A brand new pattern within the Knowledge Science and Knowledge Engineering world is the time period of “ Data Lakes “. According to Wikipedia:
A data lake is a system or repository of data stored in its natural/raw format. A data lake is usually a single store of data including raw copies of source system data, sensor data, social data etc and transformed data used for tasks such as reporting, visualization, advanced analytics and machine learning. A data lake can include structured data from relational databases, semi-structured data (CSV, logs, XML, JSON), unstructured data (emails, documents, PDFs) and binary data (images, audio, video).
Data Lakes can be considered as organic information, just like nature and this is because they can store any structure of data (structured, semi-structured and unstructured)
The main mains reasons to use a data lake are:
- To increase operational efficiency
- Make data available from departmental silos
- Lower transactional costs
- Offload capacity from databases and warehouses
- Store data without thinking about its structure
The main characteristics of the data lakes are:
- There are data agnostic meaning that are not limited to store just one data type. This is a main difference with the data warehouses where they expected structured data.
- There are “future proof” which implies that you could be not have a selected query to reply right now, but when your supervisor asks you a query sooner or later, most likely it is possible for you to to accommodate it since you’ve got the information in a uncooked format.
- They’ve two sorts of processing akin to when the method happens earlier than or whereas ingesting information and when the method happens after information has been saved like cleaning, aggregating, remodeling, merging with different datasets and so forth.
The 4 predominant parts of the Knowledge Lakes are:
- Ingest and Retailer
- Catalog and Search
- Course of and Serve
- Defend and Safe
A information warehouse is often a database optimized to carry out analytical queries that results in insights. However as a result of it often operates as an analytical database, it’s essential create tables and outline the desk construction earlier than including your information into your information warehouse. Once you create these tables, you need to set the desk columns and information sorts, so as phrases, an information schema that usually wants data to be structured. When the schema must be populated and it must be decided earlier than you write the information, you’ve got what we name a schema-on-write structure. Though schema-on-write is nice for information normalization as a result of it will reject information that doesn’t slot in that particular format, it’s not very best for flexibility, which is the place information lakes actually shine.

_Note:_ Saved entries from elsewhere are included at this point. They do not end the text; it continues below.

PR #5116, opened 2023-04-04
Add Black Sheep Coffee Spider

Cj-Malone:
https://github.com/osmlab/name-suggestion-index/pull/7964


Cj-Malone:
Note to self, do a git pull before coding, not before commit. :p

PR #5120, opened 2023-04-04
feat: add new spider apcoa_be

elsa-alves-monteiro:


locations/spiders/apcoa_be.py
```diff
@@ -0,0 +1,24 @@
...
+    allowed_domains = ["www.apcoa.be"]
+    start_urls = ["https://www.apcoa.be"]
+    rules = [
+        Rule(LinkExtractor(allow=r"https://www\.apcoa\.be/parkings-per-stad/[-\w]+/$")),
+        Rule(
+            LinkExtractor(allow=r"https://www\.apcoa\.be/parkings-per-stad/[-\w]+/[-\w]+/$"),
+            callback="parse_sd",
+        ),
+    ]
+    download_delay = 0.5
```
iandees, line 20: Our default download delay is ~1 sec. Do we need to go faster than that?

PR #5126, opened 2023-04-06
Feat/maxmara

elsa-alves-monteiro:


locations/spiders/maxmara.py
```diff
@@ -0,0 +1,45 @@
...
+                item["ref"] = store_info["name"]
+                item["name"] = store_info["displayName"]
+                item["phone"] = store_info["phone1"]
+                item["addr_full"] = store_info["formattedAddress"]
+
+                oh = OpeningHours()
+                for day, hours in store_info.get("openingHours").items():
+                    for chunk in hours:
+                        open_at = chunk.split(" - ")[0].replace(".", ":")
+                        close_at = chunk.split(" - ")[1].replace(".", ":")
```
Cj-Malone, line 41: This calls `split` and `replace` 2 times per day, so 14 times each per POI. Multiply that by the POI count and we can get a big number.

If we flip it around we only have to call each once, so half the calls:
```suggestion
                        open_at, close_at = chunk.replace(".", ":").split(" - ")
```

PR #5128, opened 2023-04-06
feat: add essentiel-antwerp

mickaelabdealy:


locations/spiders/essentiel_antwerp.py
```diff
@@ -0,0 +1,29 @@
...
+from locations.items import Feature
+
+
+class EssentielAntwerpSpider(scrapy.Spider):
+    name = "essentiel_antwerp"
+    item_attributes = {"brand": "Essentiel-Antwerp"}
+    start_urls = ["https://www.essentiel-antwerp.com/be_fr/storelocator"]
+
+    def parse(self, response):
+        data = response.xpath(".").get()
```
Cj-Malone, line 15: There is `response.text` for when it's a text response, or `response.body` for none text.
```suggestion
        data = response.text
```

locations/spiders/essentiel_antwerp.py
```diff
@@ -0,0 +1,29 @@
...
+        stores = json.loads("[" + re.findall(r"(stores:\[)(.*?)(])", data)[0][1] + "]")
```
Cj-Malone, line 16: Meddling with the regex a bit:

- `findall` gets all the instances, but then you are only using `[0]`, `search` should just give us the first.
- You are matching 3 groups, `stores:[`, the stores, and `]`, then adding `[` and `]` back. We can just include them in the match.

```suggestion
        stores = json.loads(re.search(r"stores:(\[.*\])", data).group(1))
```

locations/spiders/essentiel_antwerp.py
```diff
@@ -0,0 +1,29 @@
...
+            item["ref"] = store["storelocator_id"]
+            item["phone"] = store["phone"]
+            item["country"] = store["country"]
+            item["state"] = store["state"]
+            item["postcode"] = store["zipcode"]
+            item["lat"] = float(store["latitude"])
+            item["lon"] = float(store["longtitude"])
+            item["street_address"] = store["address"]
+            item["city"] = store["city"]
+            item["name"] = "Essentiel-Antwerp" + " ".join(store["rewrite_request_path"].split("-"))
```
Cj-Malone, line 28: I don't like the idea of producing our own store names. But I'll let @iandees decide on that.

**If** we do it, it shouldn't be all lowercase:
```suggestion
            item["name"] = "Essentiel-Antwerp" + store["rewrite_request_path"].replace("-", " ").title()
```

locations/spiders/essentiel_antwerp.py
```diff
@@ -0,0 +1,29 @@
...
+            yield item
```
Cj-Malone, line 29: Lets collect the website:
```suggestion
            item["website"] = f'https://www.essentiel-antwerp.com/eu/{store["rewrite_request_path"]}/'
            yield item
```

locations/spiders/essentiel_antwerp.py
```diff
@@ -0,0 +1,29 @@
...
+import re
+
+import scrapy
+
+from locations.items import Feature
+
+
+class EssentielAntwerpSpider(scrapy.Spider):
+    name = "essentiel_antwerp"
+    item_attributes = {"brand": "Essentiel-Antwerp"}
```
Cj-Malone, line 11:
```suggestion
    item_attributes = {"brand": "Essentiel-Antwerp", "brand_wikidata": "Q117456339"}
```

PR #5137, opened 2023-04-11
feat: add first hotels

mickaelabdealy:


iandees:
It looks like the individual hotel pages could be parsed using the StructuredDataSpider. Take a look at other spiders like [this one](https://github.com/alltheplaces/alltheplaces/blob/77a065830706faf45669956ee2b69e94b9a33ca5/locations/spiders/mitre_10_au.py) to see how you can pull URLs and pass off to `parse_sd()` to get the structured data.

PR #5165, opened 2023-04-16
Add StockInStore store finder and many new brands that use this store finder

davidhicks:


Cj-Malone:
@davidhicks where did you find the list of sites using this store finder/do we know if they are still active and up to date?

[Intersport AU website](https://intersport.com.au/store-locator/) says 78 POIs. This gives 68.

davidhicks:
@Cj-Malone 

https://www.stockinstore.com/clients/ was used to find clients. Then the client website was checked for either (a) store locator page or (b) "find stores with this item in stock" widgets. Once one of these were found (in that order of priority), requests to stockinstore's API were observed.

Perhaps for this store, their database of stores for the stock locator (with stockinstore) doesn't align with the database of stores in their store locator page/widget.

Their store locator page/widget is: https://intersport.com.au/wp-admin/admin-ajax.php?action=store_search&lat=-25.2744&lng=133.77514&max_results=25&search_radius=100&autoload=1 which is provided by https://github.com/wp-plugins/wp-store-locator/blob/master/frontend/wpsl-ajax-functions.php#L15 instead of stockinstore's API.

PR #5168, opened 2023-04-16
Add City Beach (AU) (67 stores)

davidhicks:


locations/spiders/city_beach_au.py
```diff
@@ -0,0 +1,27 @@
...
+
+class CityBeachAUSpider(Spider):
+    name = "city_beach_au"
+    item_attributes = {"brand": "City Beach", "brand_wikidata": "Q16958619"}
+    allowed_domains = ["www.citybeach.com.au"]
+    start_urls = [
+        "https://www.citybeach.com/on/demandware.store/Sites-CityBeachAustralia-Site/default/Stores-FindStores?showMap=true&radius=10000&postalCode=0870"
+    ]
+
+    def start_requests(self):
```
iandees, line 16: No need for `start_requests` since you're not doing anything special with `start_urls`

davidhicks: Yep the _Accept_ header doesn't matter so the following examples return the same JSON blob:
curl 'https://www.citybeach.com/on/demandware.store/Sites-CityBeachAustralia-Site/default/Stores-FindStores?showMap=true&radius=15.0&postalCode=2000&radius=15 -H 'Accept: application/json, text/javascript, */*; q=0.01'
curl 'https://www.citybeach.com/on/demandware.store/Sites-CityBeachAustralia-Site/default/Stores-FindStores?showMap=true&radius=15.0&postalCode=2000&radius=15 -H 'text/html, application/xhtml+xml, application/xml;q=0.9, image/webp, */*;q=0.8'

I recall reading in another comment thread I can't find a preference from @Cj-Malone (I think) towards using _JsonRequest_ when the expected result is a JSON blob. Was there a reason for this, or plain old default _Request_ can be used when the server doesn't care about the _Accept_ header?

iandees: Gotcha. I don't think it's necessary, but I see what you're doing. I'll merge and we can adjust later if it's a problem.

PR #5181, opened 2023-04-17
tapetro: fix and rename to travelcenters_of_america_us

davidhicks:
Note the API request is very slow to respond, but I didn't observea timeout.

If anyone can be bothered, it would be possible to supplement API data with additional fields of data (e.g. opening hours, services available, more granular fuel type data) that could be scraped off the item["website"] of each location.


davidhicks:
> Can you please run `pipenv uninstall xlrd` to update the `Pipfile.lock`?

Done, thanks :)

iandees:
Thanks!

PR #5186, opened 2023-04-17
supercheap_auto: fix opening hours for NZ locations

davidhicks:
This spider was returning errors for each NZ location due to a few problems in handling of opening hours.

OpeningHours.add_ranges_from_string() is now used instead to simplify this spider.


davidhicks:
@iandees Should be ready to merge.

PR #5187, opened 2023-04-17
Add categories to systeme_u spider

Cj-Malone:
This seems to work occasionally on the weekly, but I didn't manage to get it to work with Mozilla VPN in FR. Maybe a residential proxy would?

In theory this should be a SitemapSpider+StrucuturedDataSpider, but I didn't want to change too much while I can't test it.

Anyway I've added brands and categories, hopefully it works at some point. Looking at the sitemap there should be 1088 shops and 686 stations.


Cj-Malone:
Lets see if the FR community tell me off for [this](https://www.openstreetmap.org/changeset/135026700). I do it in GB.

PR #5194, opened 2023-04-21
Switch to reverse_geocoder single threaded mode

Cj-Malone:
By default, reverse_geocoder uses multiple threads since we only ever ask for 1 POI at a time, it wastes a lot of CPU time setting them up.

```python
from scrapy.spiders import Spider

class Test2Spider(Spider):
    name = "test2"
    start_urls = ["data:,"]

        for i in range(10000):
            yield Feature(ref=str(i), lat=45, lon=-90)
```
mode=2 (default) took 721 seconds
mode=1 took 2.734139 seconds


iandees:
Wow, good catch.

Cj-Malone:
Well I felt it [weeks ago](https://github.com/alltheplaces/alltheplaces/pull/5057#issuecomment-1486874410), but procrastinated so I don't deserve any credit :p

PR #5241, opened 2023-05-01
fix insights to used paged OSM taginfo API

mjoe999:
"insights" at https://www.alltheplaces.xyz/wikidata.html is broken due to the taginfo API requiring paged access. This PR fixes that and adds a few more improvements:

- additionally support insights generation from ATP ZIP files (less clumsy in many cases)
- allow filters to be set so that certain spiders can be ignored when building the output
- use ijson dependency for iterating large JSON files
- add more fields to the output --atp-nsi-osm JSON (countries per QID, spiders contributing to each country)

The JSON output while extended is still compatible with the wikidata.html page at https://www.alltheplaces.xyz/. It is also compatible with https://github.com/alltheplaces/alltheplaces.xyz/pull/29.


iandees:
Sorry to have forgotten about this, @mjoe999. In the future, it's helpful if you can split the changes up into smaller PRs. It's easier and quicker to review.

mjoe999:
No problem @iandees . I will thin this down (since you have done some of the work) and go again :-) It's all about getting to a position where wikidata.html will light up with even more useful information (hopefully).

iandees:
This one is all good. I'll merge it now. I only mentioned it because I think that's why I forgot to finish the review and merge.

PR #5251, opened 2023-05-03
Update Waterstones spider to use alphabetical directory

rjw62:
The existing implementation crawls through a paginated list starting from https://www.waterstones.com/bookshops/viewall . However, a coding error by Waterstones means only 15 pages are linked, ending at https://www.waterstones.com/bookshops/viewall?page=15 . But in fact there's a hidden page 16: https://www.waterstones.com/bookshops/viewall?page=16 that contains the last few stores at the end of the alphabet.

This means the existing spider misses around 20 stores. This PR should fix this, by instead polling the 26 alphabetical pages.


Cj-Malone (approved):

Cj-Malone:
LGTM, thanks.

PR #5263, opened 2023-05-12
Add more EV brands

Cj-Malone:
@rjw62 hopefully you can use these too.


Cj-Malone:
Rel: https://github.com/osmlab/name-suggestion-index/pull/8126

PR #5266, opened 2023-05-13
Fix big_boy and rename to big_boy_us (59 stores)

davidhicks:


locations/google_url.py
```diff
@@ -65,8 +65,10 @@ def get_query_param(link, query_param):
             if m := re.match(r"^(-?[.\d]+),(-?[.\d]+)$", ll):
                 return float(m.group(1)), float(m.group(2))
     elif url.startswith("https://www.google.com/maps/place/"):
-        lat, lon = url.split("/")[5].split(",")
-        return float(lat.strip()), float(lon.strip())
+        slash_splits = url.split("/")
+        if len(slash_splits) > 5:
```
iandees, line 69: Can you add a test case that checks this new branch?

PR #5283, opened 2023-05-16
kohls: improve and rename to kohls_us

davidhicks:
* Extract opening hours
* Fix SitemapSpider rules to avoid unnecessary pages
* Extract store reference ID from store URL pages
* Drop common fields across all stores: Facebook, Twitter and Image
* Remove unnecessary text from store names


locations/spiders/kohls_us.py
```diff
@@ -0,0 +1,26 @@
...
+class KohlsUSSpider(SitemapSpider, StructuredDataSpider):
+    name = "kohls_us"
+    item_attributes = {"brand": "Kohl's", "brand_wikidata": "Q967265"}
+    allowed_domains = ["www.kohls.com"]
+    sitemap_urls = ["https://www.kohls.com/sitemap_store.xml"]
+    sitemap_rules = [(r"\/stores\/\w{2}\/\w+-(\d+)\.shtml$", "parse_sd")]
+    wanted_types = ["DepartmentStore"]
+
+    def post_process_item(self, item, response, ld_data):
+        item["ref"] = re.search(self.sitemap_rules[0][0], response.url).group(1)
```
Cj-Malone, line 18: FYI, this should automatically happen. I recently fixed a bug where it was only working for full url marches before, we can also override `get_ref` if needed.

Knowledge lakes are what we name schema-on-read. And that’s the primary elementary distinction between information lakes and information warehouses. Knowledge lakes can deal with unstructured information and primarily function in a schema-on-read style. Which signifies that you don’t want to concern with the information schema whereas ingesting the information to your information lake. That let you handle the schema solely when learn information for some future processing. Therefore the title schema-on-read.
One other distinction between information lakes and information warehouses is that information warehouses largely use the SQL because the language for querying. That limits what you are able to do, and a few engines even help the creation of user-defined capabilities and different functionalities to increase that a little bit bit.
Lastly, one other distinction is that whereas information warehouses work with structured information solely, information lakes work with unstructured and structured information natively.